### Given material
=======

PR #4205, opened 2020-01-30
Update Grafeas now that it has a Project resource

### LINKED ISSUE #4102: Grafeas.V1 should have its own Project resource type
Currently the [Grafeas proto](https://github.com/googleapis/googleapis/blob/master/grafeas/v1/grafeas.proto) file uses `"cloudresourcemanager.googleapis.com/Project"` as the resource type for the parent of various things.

=======

Filter the listing for the word "Grafeas" and copy each line that has it.

Update Grafeas now that it has a Project resource
### LINKED ISSUE #4102: Grafeas.V1 should have its own Project resource type
Currently the [Grafeas proto](https://github.com/googleapis/googleapis/blob/master/grafeas/v1/grafeas.proto) file uses `"cloudresourcemanager.googleapis.com/Project"` as the resource type for the parent of various things.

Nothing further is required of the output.